Web3: Breaking the Chains or Building New Better Ones? A Web3 Marketing Founder Speaks Out

Syndicated from Brego.com

Look, I get the vision of #Web3. Decentralize power. Put people over platforms. All that good stuff. Without a doubt, there’s mad potential here. But let’s keep it real. Right now this space is looking pretty damn centralized and exclusionary if you ask me. Just follow the money and control. It’s flowing into the same old pockets and groups that already have influ and access.

For a scrappy startup like us trying to thrive on hustle instead of VC bucks, it’s tough finding partners who walk the walk when it comes to actually spreading power and ownership.

Everyone’s talking about changing the world, but too many are just building the next walled garden to get theirs while the getting’s good. Now I know we’re still early, and things take time to evolve. But if we really believe in this revolution, we gotta have some real talk about building for the many, not the few. About what it’ll concretely take to dismantle the narrow halls of Web2 privilege and construct something equitable and accessible instead.

For example, one of the big promises of Defi was the ending of redlining of Black and Brown communities. Here’s my question: How many founders have actually experienced redlining or discrimination? Dr. Beatrice Berry once said: “The new racist believes they can explain racism better than those who suffer from it.” How can Web3 cure the ills of the world when you still can’t see them because privilege is like water to a fish. Invisible.

Have we created enough opportunities to hear from those facing modern-day redlining? Perhaps meeting with narginalized groups to safely share experiences and co-design solutions would be better than a hypothetical case use. This cannot be understood through focus groups and studies, it is best understood through experience.

We need more involvement, from concept to distribution, more transparency and less 3 card monte on revenue sharing and governance models. We need to have honest conversations about equitable compensation and governance power in Web3 development.

Many enthusiastic young builders are putting in long hours to fuel revolutionary projects. Yet the financial returns and decision-making control seems concentrated in a few hands. For example, platforms that shall go unnamed for now, provide tooling but capture much of the upside through required use of their tokens and fees. The builders taking the development risks rarely gain equivalent rewards or ownership stakes.

Rather than criticize these models as exploitational, I believe the disconnect lies in a lack of proactive policies to decentralize value creation and governance. What security measures exist to ensure builder teams share profits if their dapps succeed? Are contributors earning vested token rights rather than just bounties or fees? Do they have seats at the table influencing platform policies?

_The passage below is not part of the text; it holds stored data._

PR #2772, opened 2021-03-25
feat(price-feeds): add twap to cryptowatch

mrice32:
**Motivation**

CW price feeds need to be able to compute a TWAP to allow us to generate more stable prices for funding rate calculations.

**Summary**

Uses the TWAP utility function to compute the TWAP across the cryptowatch array of price periods.

**Testing**

- [x]  New unit tests created
- [ ]  Untested

**Issue(s)**

N/A

### DIFF
--- a/packages/financial-templates-lib/src/price-feed/CryptoWatchPriceFeed.js
+++ b/packages/financial-templates-lib/src/price-feed/CryptoWatchPriceFeed.js
@@ -1,5 +1,7 @@
 const { PriceFeedInterface } = require("./PriceFeedInterface");
 const { parseFixed } = require("@uma/common");
+const { computeTWAP } = require("./utils");
+const lodash = require("lodash");
 
 // An implementation of PriceFeedInterface that uses CryptoWatch to retrieve prices.
 class CryptoWatchPriceFeed extends PriceFeedInterface {
@@ -33,7 +35,8 @@ class CryptoWatchPriceFeed extends PriceFeedInterface {
     minTimeBetweenUpdates,
     invertPrice,
     priceFeedDecimals = 18,
-    ohlcPeriod = 60 // One minute is CryptoWatch's most granular option.
+    ohlcPeriod = 60, // One minute is CryptoWatch's most granular option.
+    twapLength = 0 // No TWAP by default.
   ) {
     super();
     this.logger = logger;
@@ -43,6 +46,7 @@ class CryptoWatchPriceFeed extends PriceFeedInterface {
     this.exchange = exchange;
     this.pair = pair;
     this.lookback = lookback;
+    this.twapLength = twapLength;
     this.uuid = `CryptoWatch-${exchange}-${pair}`;
     this.networker = networker;
     this.getTime = getTime;
@@ -71,6 +75,15 @@ class CryptoWatchPriceFeed extends PriceFeedInterface {
       throw new Error(`${this.uuid}: undefined lastUpdateTime`);
     }
 
+    // Return early if computing a TWAP.
+    if (this.twapLength) {
+      const twapPrice = this._computeTwap(time, this.historicalPricePeriods);
+      if (!twapPrice) {
+        throw new Error(`${this.uuid}: historical TWAP computation failed due to no data in the TWAP range`);
+      }
+      return twapPrice;
+    }
+
     // Set first price period in `historicalPricePeriods` to first non-null price.
     let firstPricePeriod;
     for (let p in this.historicalPricePeriods) {
@@ -80,7 +93,7 @@ class CryptoWatchPriceFeed extends PriceFeedInterface {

This is not crypto sleight of hand; many founders simply inherited Web2’s over-financialized value paradigms.

But Web3 requires its pioneers evolve beyond extraction mentalities to create an ecosystem that benefits all who build, participate and promote.

So here are some questions we gotta grapple with fast:

How do we get more regular folks actual ownership and economic opportunity here instead of just enrolling them as sharecroppers on tech plantations?

What will it take to rip power and influence out of the hands of the Silicon Valley elites and pass it around for real?

Who’s gonna stand up and put their shoulder into opening doors for the historically blocked out and locked out instead of just making new walls with a fresh coat digital paint?

I’m eager to link arms with the leaders who still dare to believe Web3 can unlock real change. But belief without action just makes for empty hype and broken dreams. We need voices and choices that don’t just decentralize the profits but share governing control. If the ethos of Web3 succeeds, there’s enough upside for all of us, and changes to our world will be profound.